There she let the red ice go, and as it left her vision
suddenly returned to normal. Something
she soon regretted as she watched in fine and gory detail lacerations spreading
out from her hand to rapidly cover the man’s wetly screaming face. Blood drenched her hand before she could
think to move it away, though the thought never came, stunned as she was by the
gruesome sight before her. As he
jerked, sputtered, and gurgled in his last moments spatters of blood splashed
as high as her face. And then he was
still.
"What the hell spell was that?" the halfling asked standing
beside her, getting a close look at the fate of his would-be prey.
"Spell? I like spells." Mijandra couldn’t find the strength to lift
her head up and look at the new voice, though she recognized it as the unseen
spellcaster. Her head insisted on
staying down, as her stomach insisted on emptying its contents onto the ground
beside her.
When she was done she felt an exhaustion more complete than
any she had known before wash over her, one that seemed to extend beyond her
body and into her soul. With the last
of her strength she managed to aim her collapse away from both the body and the
vomit, to fall unconscious on a nice and clean patch of road.
--
She stood in a dark forest.
A forest that stretched on for eternity around her, every direction
looking the same, looking darker and more empty than where she already
stood. The prospect of finding a path
out felt utterly hopeless, the thought of moving from her current spot
completely futile.
Then suddenly there was a light in her peripheral
vision. She turned and saw a clear and
shining path through the forest. A
beautiful path lit in red, paved with stones and lined with trees both made of
pulsing red crystal. A path that seemed
made for her and promised to fulfill her every desire.

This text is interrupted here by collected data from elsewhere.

PR #702, opened 2023-07-10
Added partial RegEx support to SQLServer

DRovara:
SQLServer does not directly support regular expressions and the `REGEXP_MATCH` function.

Implemented a new FunctionSymbol that can be used to translate REGEXP_MATCH calls into `(<expression> LIKE <pattern>)` calls, where `pattern` is derived from the regular expression pattern provided.

As the `LIKE` operator is quite primitive compared to RegEx, only a limited number of patterns are supported this way.

Notes:
- The arity-3 version of this function is also implemented, but only for the flag "i".
- `REGEXP_REPLACE` cannot be implemented in a similar fashion, as we would need to find and replace _any number_ of pattern occurrences to implement it, which cannot be done easily.


bcogrel:
Great, thanks a lot Damian!

PR #706, opened 2023-07-12
Typing for math operators used in the mapping / lenses

DRovara:
Implemented feature to support type inference for mathematical binary expressions used in mapping and lens files.
Implemented transformer that transforms un-typed math binary function symbols into types ones, if their types can be inferred during execution.


bcogrel (approved):

bcogrel:
Fantastic!

PR #709, opened 2023-07-18
Ignoring invalid mapping entries will now also ignore invalid lenses

DRovara:
When a lens with invalid properties (e.g. accessing invalid table, reading invalid column) is encountered and the ignoreInvalidMappingEntries property is set, such invalid lenses will now also be ignored.

The LensMetadataProvider will instead return an empty relation definition in those cases.


bcogrel:
Thanks Damian!

PR #713, opened 2023-07-20
Composite UC inference now only considers variables that are related to the UC

DRovara:
Previously, the time requirement of the inference procedure was exponentially dependent on the number of projected variables.

The new implementation makes sure only variables are considered that are related to the UC (i.e. were already previously part of the UC or are determined by a variable part of the UC). 
This way, it is only exponential (roughly) in the size of the UCs, which should substantially increase the performance in certain cases.


bcogrel:
Thanks Damian for the prompt fix!

PR #721, opened 2023-07-28
Fixed Old Version SQLServer LimitOffset normalization

DRovara:
Previously, the Limit and Offset normalizer for old versions of SQLServer did not apply the transformation to subqueries in case they contain another slice node.

Because of that, complex queries failed on old versions of SQLServer.

This pull request fixes this issue.


bcogrel:
Thanks Damian!

PR #735, opened 2023-08-10
Implemented basic statistical Math Aggregate functions

DRovara:
The following aggregate functions can now be used in SPARQL queries:
- `<http://jena.apache.org/ARQ/function/aggregate#stdev>`
- `<http://jena.apache.org/ARQ/function/aggregate#stdev_pop>`
- `<http://jena.apache.org/ARQ/function/aggregate#stdev_samp>`
- `<http://jena.apache.org/ARQ/function/aggregate#variance>`
- `<http://jena.apache.org/ARQ/function/aggregate#var_pop>`
- `<http://jena.apache.org/ARQ/function/aggregate#var_samp>`

As listed by Ontotext here: https://graphdb.ontotext.com/documentation/10.3/sparql-functions-reference.html?highlight=std#aggregation-function-extensions

Generally, the DISTINCT keyword can be used with these functions, but MySQL, MariaDB, DB2, and Oracle don't support it.

The new aggregate functions need to be added to the `CustomAggregateFunctionRegistry`, otherwise the SPARQL parser will not recognise them as aggregation functions. For this, the definition of factory classes that each provide the IRI of the corresponding aggregation function is required.

Also added test cases for the new functions to the lightweight test suits `DistinctInAggregate` and `BindTestWithFunctions`.


bcogrel (changes requested):
Hi @DRovara , very nice, thanks! 

Just one small improvement: could you please factorize the AVG, STD_x and VARIANCE_x SPARQL function symbols into a common abstract class? I guess most of the logic is the same for these three classes (typing, decomposition, etc.).

bcogrel (approved):

bcogrel:
Thanks a lot Damian!

PR #745, opened 2023-08-22
Fixed the implementation of the Redshift REGEXP_MATCH_3 function

DRovara:
Previously, we used the same implementation as postgres. This implemented RegEx flags like `"i"` by prepending the corresponding embedded options (e.g. `(?i)`) to the pattern string.

However, the Redshift RegEx dialect does not support embedded options. 
Fixed by using the function `REGEXP_INSTR` instead of the RegEx operator `~` and passing the flags as `parameter` flags to the function.


bcogrel (approved):

bcogrel:
Great, thanks Damian!

PR #746, opened 2023-08-23
Option to disable registering custom SPARQL aggregation functions

DRovara:
Option (`ontop.registerCustomSPARQLAggregateFunctions`) is included in `OntopKGQuerySettings` as it is accessed in `RDF4JQueryTranslatorImpl`.

When option is set to false (default true), custom aggregation functions (STDEV, VARIANCE...) will no longer be registered. This will make SPARQL queries using any of these functions fail during parsing.


bcogrel:
Thanks!

PR #753, opened 2023-09-06
Extract user, group and role information from HTTP headers

bcogrel:
This PR introduces a mechanism for extracting user, group and role information from HTTP headers and making it accessible through the following SQL functions:
 - `ontop_user()`
 - `ontop_contains_role_or_group('myRoleOrGroup')`

These functions can be used in SQL queries in the mapping and in lenses to implement access control.

It extracts information from the following HTTP headers: `x-user`, `x-roles` and `x-groups`.

By default, this information is not extracted. To enable, set `ontop.authorization=true`.


bcogrel:
Two more functions have been introduced in https://github.com/ontop/ontop/commit/528d41e6e5713386ef04ae33c4a81d1f0a0ee1c0 to distinguish roles from groups: `ontop_contains_role('myRole')` and `ontop_contains_group('myGroup')`

PR #755, opened 2023-09-07
Simplify Conjunctions and Disjunctions of Equalities

DRovara:
This pull request handles the issue of merging separate operands of boolean binary operations if they contain compatible equality checks.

She took a step forward without thinking, then immediately
stopped. She didn’t like doing things
without thinking. She didn’t like
losing control.
Who made this path?
Where did it go? What desires
would it fulfill, and how? She did not
know the answer to these questions.
Answers she should know before a path should feel like this one
did. She should not feel so drawn to a
path she knew nothing about.
It was a lie. It was
a path someone else wanted for her, a path they wanted to force her down. She did not like being forced. She did not like being controlled.
Mijandra would choose her own path. The only path made for Mijandra would be a
path made by Mijandra. She turned away
from the shining path and walked into the darkness of the forest.
But the shining path was not to be easily ignored. No matter how many trees she passed it
remained the same distance behind, its light ever bright on her back and its
promises growing no quieter in her head.